Sous scellés
“Écoutez, il faut quand même le reconnaître, je connais peu de gens aussi efficaces que Donald Trump: 34 chefs d’inculpation, 34 fois reconnu coupable. Sur toute la ligne. Comme tir groupé, on ne fait pas mieux, aucune culpabilité ne manque à l’appel. Cela pose un homme, je trouve. Évidemment, du coup il a donné la preuve que c’est lui, en réalité, le tricheur”.
“Si j’ai des doutes sur la suite des événements? Aucun. Trump continuera à raconter n’importe quoi, je pense même que ce sera toujours plus délirant, il poursuivra son travail de sape destructeur en tempêtant contre tout ce qui n’est pas lui et contre tout ce qui prétend ne pas l’idolâtrer, c’est son œuvre, c’est son destin. Et il continuera à nous entraîner dans son œuvre, dans son destin, oui je crois vraiment que c’est notre lot”.
“C’est clair, il représente une vraie menace. S’il gagne en novembre et s’il arrive à la fin de son second mandat, il ne se retirera pas, comme ce devrait être la coutume. J’en viens même à douter qu’il autoriserait une élection qui serait destinée à élire quelqu’un qui lui succèderait. Ou alors, il se présenterait lui-même en 2028, histoire de saborder encore un peu plus les principes démocratiques, les règles et les simples traditions, et d’imposer ses pratiques partisanes.”
“Son parti est pieds et poings liés à ses errements, tant son emprise sur lui est gigantesque et étouffante. Personne ne peut grandir durablement, même loin de son ombre, ce qui est la définition même du prédateur”.
“Sans conteste, c’est un gangster. Mais je ne crois pas qu’il se soit égaré en politique — il n’a pas de scrupule dans l’usage des méthodes qui, dans son cas, sont absolument identiques. Les deux aspects se sont absolument confondus, fin mai, quand, pour se concilier les votes du parti libertarien (environ 3 % à chaque élection fédérale), il a mis sur le tapis le sort de Ross Ulbrich, condamné à la perpétuité pour avoir fondé et dirigé le site Silk Road, une plateforme de vente de drogue en ligne, accusé d’avoir vendu pour 200 millions de dollars de drogue dans le monde entier — ses partisans y voyant une atteinte aux principes de l’économie de marché et une réglementation excessive de la part du gouvernement fédéral. Et Trump de promettre bassement: ‘Si vous votez pour moi, dès le premier jour, je commuerai la peine de Ross Ulbrich’.”

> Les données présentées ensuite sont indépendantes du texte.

Issue #1137, opened 2016-03-01
Separate compilation with value class fails due to missing companion object


smarter:
`A_1.scala`:
```scala
class A(val self: Double) extends AnyVal
```
`B_2.scala`:
```scala
object B {
  def foo: A = new A(1)
}
```
```shell
% ./bin/dotc A_1.scala
% ./bin/dotc B_2.scala
exception occurred while compiling B.scala
Exception in thread "main" java.lang.AssertionError: NoDenotation.owner
        at dotty.tools.dotc.core.SymDenotations$NoDenotation.owner(SymDenotations.scala:1799)
        at dotty.tools.dotc.ast.tpd$.ref(tpd.scala:346)
        at dotty.tools.dotc.transform.Erasure$Boxing$.cast(Erasure.scala:230)
        at dotty.tools.dotc.transform.Erasure$Boxing$$anonfun$unbox$2.apply(Erasure.scala:200)
        at dotty.tools.dotc.transform.Erasure$Boxing$$anonfun$unbox$2.apply(Erasure.scala:175)
...
```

“À n’en pas douter, s’il est élu, ce premier jour risque d’être très encombré”.
“J’ai trouvé que le tribunal qui l’a condamné à New York a fait preuve d’humour, naturellement tout à fait involontaire. Il est question, en guise de peine à lui infliger, d’un certain nombre d’heures de ‘travaux d’intérêt général’ qu’il aurait à prester. ‘Intérêt général’? Donald Trump? Quoi de plus incongru, quoi de plus antinomique — à part peut-être le fait que, depuis sa condamnation, il se présente comme un ‘prisonnier politique’”.
“En fin de compte, Trump, c’est le Dark web et ses gouffres malveillants à ciel ouvert”.
“L’assaut du 6 janvier 2021 contre le Capitole à Washington sera forcément suivi d’autres tentatives du même genre, tant que le ‘système’ n’entendra pas déraison”.
“Dans tout autre pays, ce genre de personnage et le moindre de ses actes délictueux et de ses propos déments auraient été sanctionnés, plus personne ne l’écouterait et il aurait été éloigné à jamais de tout mandat public. Mais il fait partie de la psyché américaine, c’est un maverick, un individu agissant hors des structures: ce qui correspond à un type que ses compatriotes admirent, parce qu’il impose sans se gêner son absence de limites et de respect des normes”.
Toutes ces déclarations, strictement rapportées, ont été scrupuleusement enregistrées et confiées à des officiers de justice, juges, avocats et notaires, et leur contenu placé sous scellés, avec la mission de n’être jamais exhumées ni révélées, et expressément en cas de victoire de Donald Trump à l’élection présidentielle du mardi 5 novembre 2024.
C’est que (et il n’est guère besoin d’insister sur cet aspect des choses) la liberté de parole et la protection de toute forme d’intimité seront elles aussi bafouées et injuriées, et livrées à la vindicte publique, comme déjà tout le reste.